Docling bundles PDF document conversion to JSON and Markdown in an easy, self-contained package.

## Features
* ⚡ Converts any PDF document to JSON or Markdown format, stable and lightning fast
* 📑 Understands detailed page layout, reading order and recovers table structures
* 📝 Extracts metadata from the document, such as title, authors, references and language
* 🔍 Optionally applies OCR (use with scanned PDFs)

## Installation

To use Docling, simply install `docling` from your package manager, e.g. pip:
```bash
pip install docling
```

> [!NOTE]  
> Works on macOS and Linux environments. Windows platforms are currently not tested.

### Development setup

To develop for Docling, you need Python 3.11 / 3.12 and Poetry. You can then install from your local clone's root dir:
```bash
poetry install
```

## Usage

For basic usage, see the [convert.py](https://github.com/DS4SD/docling/blob/main/examples/convert.py) example module. Run with:

```
python examples/convert.py
```
The output of the above command will be written to `./scratch`.

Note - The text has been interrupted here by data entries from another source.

PR #2609, opened 2024-05-21
[c++] Fix nightly build failure on `formattable` of `json` type

johnkerl:
https://github.com/TileDB-Inc/tiledbsoma-feedstock/issues/153#issuecomment-2122979236

#2608

PR #2718, opened 2024-06-12
[c++] Fix a nightly-build issue

johnkerl:
* Fixes https://github.com/TileDB-Inc/tiledbsoma-feedstock/issues/170
* Basically a recurrence of https://github.com/single-cell-data/TileDB-SOMA/pull/2609
  * There, the `fmt::format` argument which was not `formattable` was of type `json`
  * Here, the `fmt::format` argument which is not `formattable` is of core type `tiledb_datatype_t` which is a C++ int-backed `enum` type
* Open question in my mind: why is that these issues compile OK in our TileDB-SOMA repo CI but fail to compile in the nightlies? I'd love to surface these errors sooner.

### DIFF
--- a/libtiledbsoma/src/utils/arrow_adapter.cc
+++ b/libtiledbsoma/src/utils/arrow_adapter.cc
@@ -565,9 +565,9 @@ ArraySchema ArrowAdapter::tiledb_schema_from_arrow_schema(
                     *ctx, attr, child->name);
                 LOG_DEBUG(fmt::format(
                     "[ArrowAdapter] dictionary for {} as {} {}",
-                    child->name,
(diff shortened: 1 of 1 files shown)


jdblischak (approved):

johnkerl:
Evaluating post-merge as per @jdblischak instructions here:
https://github.com/TileDB-Inc/tiledbsoma-feedstock/issues/170#issuecomment-2163344686

jdblischak:
> which I can't believe included a full recompile and unit-test run 

xref: https://github.com/TileDB-Inc/tiledbsoma-feedstock/issues/170#issuecomment-2163510654

Issue #2699, opened 2024-06-10
[python] Deprecate `tiledb.Filter{List}` getters for `PlatformConfig`


nguyenv:
This is a part of the tiledb-py dep removal. We already have getters that return the JSON representation of the `tiledb.Filter{List}` but the getters that return tiledb-py objects need to be removed [alongside `tiledb.Ctx`](https://github.com/single-cell-data/TileDB-SOMA/pull/2693).

PR #2720, opened 2024-06-12
[python] Deprecate `tiledb.Filter` getters in `PlatformConfig`

nguyenv:
**Issue and/or context:**

https://github.com/single-cell-data/TileDB-SOMA/issues/2699

As part of tiledb-py removal work. Related to https://github.com/single-cell-data/TileDB-SOMA/pull/2693.

**Changes:**

Deprecate `tiledb.Filter{List}` getters in `PlatformConfig` and inform users to use JSON getters as an alternative.


johnkerl (approved):
LGTM

PR #2675, opened 2024-06-03
[python] Move `SOMAGroup` to use C++ bindings

nguyenv:
**Issue and/or context:**

https://github.com/single-cell-data/TileDB-SOMA/issues/2674

These changes are applied on top of https://github.com/single-cell-data/TileDB-SOMA/pull/2508

**Changes:**

- Replace `tiledb.Group` usage with `clib.SOMAGroup`
- Remove references to `tiledb.TileDBError` as we no longer have exceptions coming from tiledb-py
- Remove `ArrayWrapper` and `GroupWrapper` as these were wrappers around tiledb-py objects
- Addition of `CollectionWrapper`, `ExperimentWrapper`, and `MeasurementWrapper` to wrap around new C++ bindings
- Rename `TileDBObject` to `SOMAObject` and `_tiledb_object.py` to `_soma_object.py` to reflect moveover changes

**Notes for Reviewer:**

Although `SOMAArray` and `SOMAGroup` now fully use the C++ bindings, there's still areas of the code that use tiledb-py and need to be replaced in a follow up PR. For example, we use `tiledb.VFS` in several areas.

PR #2731, opened 2024-06-14
[c++] More `SOMAGroup` refinements

nguyenv:
**Issue and/or context:**

This work is originally a part of https://github.com/single-cell-data/TileDB-SOMA/pull/2675

**Changes:**

- Replace contents of `SOMACollection::get` with a call to `SOMAObject::open`
- Rename `SOMAGroup::member_to_uri_mapping` to `SOMAGroup::members` (this is a getter that returns a map of the child member's name and its associated `SOMAGroupEntry`)
- Refactor `SOMAGroup::members` mapping to store `SOMAGroupEntry` values. `SOMAGroupEntry` stores the URI of the child member and the type of `SOMAObject` it is. This type info gets passed into `SOMAObject::open` (via `SOMACollection::get`) to reduce the number of unnecessary `tiledb::open` calls
- Add an iterator for `SOMACollection`
- Add missing documentation
- Rethrow `TileDBError` as `TileDBSOMAError` where relevant

### DIFF
--- a/libtiledbsoma/test/unit_soma_collection.cc
+++ b/libtiledbsoma/test/unit_soma_collection.cc
@@ -71,7 +71,7 @@ TEST_CASE("SOMACollection: add SOMASparseNDArray") {
         "l",
         ArrowTable(
             std::move(index_columns.first), std::move(index_columns.second)));
-    REQUIRE(soma_collection->members() == expected_map);
+    REQUIRE(soma_collection->members_map() == expected_map);
     REQUIRE(soma_sparse->uri() == sub_uri);
     REQUIRE(soma_sparse->ctx() == ctx);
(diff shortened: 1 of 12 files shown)


libtiledbsoma/test/unit_soma_collection.cc
```diff
@@ -71,7 +71,7 @@ TEST_CASE("SOMACollection: add SOMASparseNDArray") {
         "l",
         ArrowTable(
             std::move(index_columns.first), std::move(index_columns.second)));
-    REQUIRE(soma_collection->member_to_uri_mapping() == expected_map);
+    REQUIRE(soma_collection->members() == expected_map);
```
johnkerl, line 74: Maybe `members_map`?

johnkerl (approved):
LGTM but I defer to @eddelbuettel for final approval

PR #2733, opened 2024-06-14
[python] Release GIL where necessary in pybind11 code

nguyenv:
**Issue and/or context:**

This issue was internally reported by @bkmartinjr:
> I am using the latest Python SOMA, and seeing some really weird serialization of my API requests that "feel" like the GIL is not being released for some I/O operations.
>
> For example:  soma.DataFrame.count.  If I'm reading the code right, it calls the underlying nnz method without releasing it.

**Changes:**

- Just as we do for `clib.SOMAArray.nnz`, we need to release the GIL for `clib.SOMADataFrame.count`
- Also release for all `create` and `open` operations

### DIFF
--- a/apis/python/src/tiledbsoma/soma_collection.cc
+++ b/apis/python/src/tiledbsoma/soma_collection.cc
@@ -60,7 +60,8 @@ void load_soma_collection(py::module& m) {
             py::kw_only(),
             "mode"_a,
             "context"_a,
-            "timestamp"_a = py::none())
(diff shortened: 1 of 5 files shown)


nguyenv:
[sc-49550]

bkmartinjr (approved):
I did a quick review and things look good.  I did not spend time looking for other places we might benefit from releasing the GIL, but these fixes should unblock me.  Thanks @nguyenv

PR #2740, opened 2024-06-14
[python] Remove tiledb-py from top-level src (sans `io` and `options`) 5/5

nguyenv:
**Issue and/or context:**

This is on top of https://github.com/single-cell-data/TileDB-SOMA/pull/2736

This removes `import tiledb` from `apis/python/src` but not in `io` or `options` which will be done in subsequent PRs.

**Changes:**

- Remove `tiledb_schema_to_arrow` as we no longer use TileDB `ArraySchema`
- Remove `get_tiledb_py_core_version` and `verify_core_versions`


johnkerl (approved):
🔥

### Enable or disable pipeline features

You can control if table structure recognition or OCR should be performed by arguments passed to `DocumentConverter`:
```python
doc_converter = DocumentConverter(
    artifacts_path=artifacts_path,
    pipeline_options=PipelineOptions(
        do_table_structure=False,  # controls if table structure is recovered 
        do_ocr=True,  # controls if OCR is applied (ignores programmatic content)
    ),
)
```

### Impose limits on the document size

You can limit the file size and number of pages which should be allowed to process per document:
```python
conv_input = DocumentConversionInput.from_paths(
    paths=[Path("./test/data/2206.01062.pdf")],
    limits=DocumentLimits(max_num_pages=100, max_file_size=20971520)
)
```

### Convert from binary PDF streams 

You can convert PDFs from a binary stream instead of from the filesystem as follows:
```python
buf = BytesIO(your_binary_stream)
docs = [DocumentStream(filename="my_doc.pdf", stream=buf)]
conv_input = DocumentConversionInput.from_streams(docs)
converted_docs = doc_converter.convert(conv_input)
```
### Limit resource usage

You can limit the CPU threads used by Docling by setting the environment variable `OMP_NUM_THREADS` accordingly. The default setting is using 4 CPU threads.


## Contributing

Please read [Contributing to Docling](https://github.com/DS4SD/docling/blob/main/CONTRIBUTING.md) for details.


## References

If you use Docling in your projects, please consider citing the following:

```bib
@software{Docling,
author = {Deep Search Team},
month = {7},
title = {{Docling}},
url = {https://github.com/DS4SD/docling},
version = {main},
year = {2024}
}
```

## License

The Docling codebase is under MIT license.
For individual model usage, please refer to the model licenses found in the original packages.